During his years of service to the priests, Mathius had learned how to sail the small ship owned by the Jesuits.  Mathius decided to earn his living as a fur trader and sailor. He earned money by trading English goods with Indians for animal furs and food.  For a few years, he continued to work for the priests.  The priests made him captain of their trading ship. Later, Mathius was captain of a trading ship owned by John Lewger, who was Secretary in the Maryland government.  In March 1641, Mathius was elected as a representative at a Maryland Assembly meeting.   This  proves that Mathius was no longer a servant. He voted as a citizen. Then, colonists had a very hard year in 1642. The Susquehannock Indians attacked the English settlers.  Mathius could not trade for furs during the Susquehannock invasion. He had trouble paying his rent and buying food. He owed money to three wealthy men:   Governor Leonard Calvert, Captain Thomas Cornwaleys and John Hallowes.
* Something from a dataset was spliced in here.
PR #10504, opened 2026-04-23
Fix for Maze of Ith in multiplayer

Madwand99:
In multiplayer games, the AI uses Maze of Ith and similar cards indiscriminately, even protecting other players at the cost of itself. Maze’s pre-existing script is broad: ValidTgts$ Creature.attacking, so all attacking creatures are targetable. The AI logic in UntapAi.java looks at all attackers during an opponent’s turn, instead of only attackers whose defending player is the AI. This is not unique to Maze: The same pattern could affect Maze of Shadows, Spires of Orazca, and targeted AILogic$ Fog effects like Shimian Night Stalker / Turn the Tables style cards. It is not a rules/card-script bug; it is AI target-selection being too multiplayer-naive.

There is no information about Mathius' life after 1643. No one wrote down what happened to him. The Indians killed some colonists in battles during 1643.  Other colonists became sick and died from disease and lack of food. We don't know about the end of Mathius' life, but we do know that he lived as a  sailor and trader. Important people like the Jesuits and John Lewger trusted him to be captain of their ships.  Even if they called him a "mulatto," they trusted Mathius to lead white crew members on their vessels.   His life shows that early Marylanders did not always dislike someone of a different race or heritage. The settlers thought of Mathius as a skilled and hard-working citizen.

1Stone, Garry Wheeler. "Fur Traders and Field Hands: Blacks in Manorial Maryland, 1634-1644." Unpublished manuscript, 1984. See also Maryland State Archives SPECIAL COLLECTIONS (Biographical Series) Mathius de Sousa file,  MSA SC 3520-2810.
2For a more details about Mathius de Sousa's religious beliefs, see David S. Bogen,  "Mathius de Sousa; Maryland's First Colonist of African Descent." Maryland Historical Magazine 96(1) (Spring 2001), 73-74.
3LAND OFFICE (Patent Record, Original) 1646-1657, liber ABH, folio 65, MSA S920-4.
4For more information about the term "mulatto" and Mathius' heritage, see Bogen, "Mathius de Sousa," 71-72 and Stone, "Fur Traders and Field Hands," 9.


Berlin, Ira. "Chapter 1: Emergence of Atlantic Creoles in the Chesapeake," in Many Thousands Gone:  The First two Centuries of Slavery in North America.  (Cambridge, MA and London: Harvard University Press, 1998).  [NOTE:  Dr. Berlin's research discusses the culture of "Atlantic Creoles," or persons of mixed African and European descent, as they came to Maryland and other Chesapeake colonies.]

Bogen, David S.  "Mathius de Sousa; Maryland's First Colonist of African Descent." Maryland Historical Magazine 96(1) (Spring 2001), pp. 68-85.

Gray, Steven.  "History Emerges in Md.; Settlement Thought to be One of State's First."  Washington Post, October 6,  2000.

King, Julia A., Edward Chaney, and Iris Carter Ford.  "Defining Race and Identity in Early Md." Baltimore Sun, February 4, 2001.